[Dataset entries]

PR #76, opened 2019-05-26
Uml 123 api to dynamo connectivity2

taylorsj1980:
- Adds connectivity to DynamoDB
- Coes are looked up via DynamoDB, but actual LPA details are still mocked.
- Viewer handles the responses from API appropriately.
- Includes a new container that seeds dev DynamoDB tables, both locally in AWS (except production).


service-api/app/src/App/src/Service/Lpa/LpaServiceFactory.php
```diff
@@ -0,0 +1,24 @@
...
+use Aws;
+use Psr\Container\ContainerInterface;
+
+class LpaServiceFactory
+{
+    public function __invoke(ContainerInterface $container)
+    {
+        $config = $container->get('config');
+
+        if ( !isset($config['repositories']['dynamodb']['viewer-codes-table'])) {
```
cooperaj: This will fail if either 'dynamodb' or 'repositories' is not set. IIRC.

nsmithuk: Yes, that's the expected behaviour. It need everything, or fail.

● **YOUR GOAL**:
Reply with the number of lines in the data that include the string "config" and nothing else.

● **RESPONSE**:
2